Sunday, 20 May 2012

Politics vs economics


>Make sacking people too difficult, and companies wont take the risk on hiring them in the first place.
> Good riddance, I say. Let's have only decent companies in the UK.


It's incorrect to consider businesses as moral beings doing you a favor by paying you a wage that you are happy with, that's not how businesses function. It is closer to reality to consider them mindless automatons that will pay you the wage you are happy with only if it is beneficial for them to do so. It is impossible for a business to continue to operate by paying its employees a wage more than or equal to the profit they generate for them, it's a simple math equation, it is not a question of "good or bad". (although there are certainly some companies that have better conditions for work than others) the question then becomes how do we best increase the number of companies that can give you favorable conditions.

I don't have a perfect answer to that question, but the best answer is most certainly not an attitude of "fuck em", if they don't want to pay me a wage I like then they can get lost. As I said before, it's a simple costs/profit equation on whether or not a business is capable of hiring people, making it difficult for them to adjust to make use of that equation does not help you in the long run.
As another commenter explained: "Increasing the difficulty for an employer to terminate an employee's contract means that employers by and large will not want to take the risk of employing young candidates with little experience. The knock-on effect of this is an increase in youth unemployment."

It is not the case that if you make it increasingly difficult for companies to fire workers that all the "bad" companies that don't want to pay you a wage you are happy with will disappear whilst we are only left with the "good". If it's not profitable for them to hire workers they won't do it, it's as simple as that, no amount of regulation will alter that reality.

I have the same goal as most people, I want people to be paid well in jobs they enjoy, retire young and always have the reassurance that there will be work available to people if they want it. The best way to achieve that (I believe) is with an understanding of economics. http://www.youtube.com/playlist?list=PLA4D0A81DC4D9D2E7

In the absence of science and economics politics is a lot like a shouting match with no standards of evidence or methodology to get to the right conclusion.

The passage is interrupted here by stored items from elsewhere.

PR #554, opened 2016-08-23
Modified the timestamp generator function to use a special separator …

shamasis:
Modified the timestamp generator function to use a special separator argument or use `-` as separator. This ensures that exported filenames are now more readable.

OLD: `newman-run-report-20160823093308656-0.html`
NEW: `newman-run-report-2016-08-23-10-40-03-637-0.html`


kunagpal:
@shamasis L.G.T.M

Issue #581, opened 2016-08-30
HTML Reporter


Mkoopajr:
So I'm not sure if this is a Windows issue or not. However I'm getting an error when running newman in the cli or as a node-module and using the html reporter. The cli and json reporters seem to be fine. The error is "TypeError: Expected a finite number" and seems to stem from the pretty-ms call [here](https://github.com/postmanlabs/newman/blob/develop/lib/reporters/html/index.js#L75).

lightswitch05:
Getting this on a mac too - so not windows specific

kunagpal:
@Mkoopajr @lightswitch05 The bug has been confirmed, successfully reproduced on our end, and fixed in #582. It should be added to the next Newman release.

PR #582, opened 2016-08-31
Fixed HTML reporter stats bug

kunagpal:
#581

### DIFF
--- a/lib/reporters/html/template-default.hbs
+++ b/lib/reporters/html/template-default.hbs
@@ -28,7 +28,7 @@
     <div class="row">
       {{#with summary}}
         <div class="col-md-3">Collection</div><div class="col-md-9">{{collection.name}}</div>
-        {{#if collection.description}}<div class="col-md-3">Description</div><div class="col-md-9">{{collection.description}}</div>{{/if}}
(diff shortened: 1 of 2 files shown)


lib/reporters/html/template-default.hbs
```diff
@@ -28,7 +28,7 @@
     <div class="row">
       {{#with summary}}
         <div class="col-md-3">Collection</div><div class="col-md-9">{{collection.name}}</div>
-        {{#if collection.description}}<div class="col-md-3">Description</div><div class="col-md-9">{{collection.description}}</div>{{/if}}
+        {{#if collection.description}}<div class="col-md-3">Description</div><div class="col-md-9">{{collection.description}}&nbsp;</div>{{/if}}
```
shamasis: Any reason? If it lacks description why would that row occupy space?

shamasis:
LGTM other than that one comment

lib/reporters/html/template-default.hbs
kunagpal: For empty collection descriptions, the row alignment is horribly skewed, such that the next line begins exactly where the description should have been.

shamasis: KGTMW

Issue #516, opened 2016-08-08
Windows build integration


kunagpal:
Use [Appveyor](https://www.appveyor.com/) to incorporate Windows build functionality.

shamasis:
added project

PR #584, opened 2016-09-01
Added Appveyor build configuration

kunagpal:
#516

### DIFF
--- a/appveyor.yml
+++ b/appveyor.yml
@@ -6,12 +6,6 @@
 init:
   - git config --global core.autocrlf input
 
-# fetch repository as zip archive
-shallow_clone: true                 # default is "false"
-
-# set clone depth
-clone_depth: 5                      # clone entire repository history if not defined
-
 # environment variables
 environment:
   matrix:
@@ -19,17 +13,9 @@ environment:
     - nodejs_version: "5"
     - nodejs_version: "6"
 
-# build platform, i.e. x86, x64, Any CPU. This setting is optional.
-platform: Any CPU
-
-# build cache to preserve files/folders between builds
-cache:
-  - node_modules -> package.json                   # local npm modules
-
 # scripts that run after cloning repository
 install:
   - ps: Install-Product node $env:nodejs_version
-  - npm install -g npm
   - npm install
 
 build: off # Disable MSBuilds, not related to the regular build process
--- a/appveyor.yml
+++ b/appveyor.yml
@@ -1,0 +1,52 @@
+#---------------------------------#
+#    environment configuration    #
+#---------------------------------#
+
+# scripts that are called at very beginning, before repo cloning
+init:
+  - git config --global core.autocrlf input
+
+# fetch repository as zip archive
+shallow_clone: true                 # default is "false"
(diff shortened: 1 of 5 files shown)


appveyor.yml
```diff
@@ -0,0 +1,52 @@
+#---------------------------------#
+#    environment configuration    #
+#---------------------------------#
+
+# scripts that are called at very beginning, before repo cloning
+init:
+  - git config --global core.autocrlf input
+
+# fetch repository as zip archive
+shallow_clone: true                 # default is "false"
```
czardoz: @kunagpal What's the rationale behind this?

appveyor.yml
```diff
@@ -0,0 +1,52 @@
...
+
+# environment variables
+environment:
+  matrix:
+    - nodejs_version: "4"
+    - nodejs_version: "5"
+    - nodejs_version: "6"
+
+# build platform, i.e. x86, x64, Any CPU. This setting is optional.
+platform: Any CPU
```
czardoz: If optional, can we leave it out?

appveyor.yml
```diff
@@ -0,0 +1,52 @@
...
+
+# build cache to preserve files/folders between builds
+cache:
+  - node_modules -> package.json                   # local npm modules
```
czardoz: Can we disable caching between builds?
It makes failures very hard to debug

czardoz:
:cake:

appveyor.yml
kunagpal: It is optional, but this tests things more comprehensively.

appveyor.yml
kunagpal: That would slow down subsequent builds, but it's not a major issue.

test/cli/export-globals.test.js
```diff
@@ -1,20 +1,23 @@
...
     afterEach(function () {
-        try { fs.unlinkSync('out/test-globals.json'); }
+        try { fs.unlinkSync(exportedGlobalsPath); }
         catch (e) { console.error(e); }
     });
 
     it('`newman run` should export globals to a file', function (done) {
         // eslint-disable-next-line max-len
-        exec('./bin/newman.js run test/cli/single-get-request.json -g test/cli/simple-variables.json --export-globals out/test-globals.json', function (code) {
+        exec('node ./bin/newman.js run test/cli/single-get-request.json -g test/cli/simple-variables.json --export-globals out/test-globals.json', function (code) {
```
shamasis: How about making this change in exec itself?

kunagpal: Something like a persistent prefix?

shamasis: yes. Thoughts? Only downside is that if we run anything other than scripts, it will get mucked up.

Reason I say this is because, while writing tests, people will not remember and when Windows test fail, then they'll add back.

kunagpal: Given that we need the node context for all such CLI tests only, we can add it to the `test/cli` folder, with all other cases being the tester's responsibility.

>And we should do more to tax products made abroad and services offered from abroad.
Consider what effect this would have from a business point of view, you're producing things and importing them to the uk, then taxes on imports of whatever product you are producing increases. How do you respond? You respond by either increasing the prices of your products so you can compensate for the losses of the tax or you find another country to sell your products in and you stop selling them in the UK, if you do that the UK government gets less revenue through taxes http://en.wikipedia.org/wiki/Laffer_curve . Now consider the effects that has on consumers in the UK who may be struggling to find a job or finding it hard to keep paying their electricity bills etc, the prices of the product they were previously buying increase, how does that help them? Or even worse, the product they were previously buying ceases to be on sale because the company selling it decided it wasn't profitable to sell here anymore, how would that help people?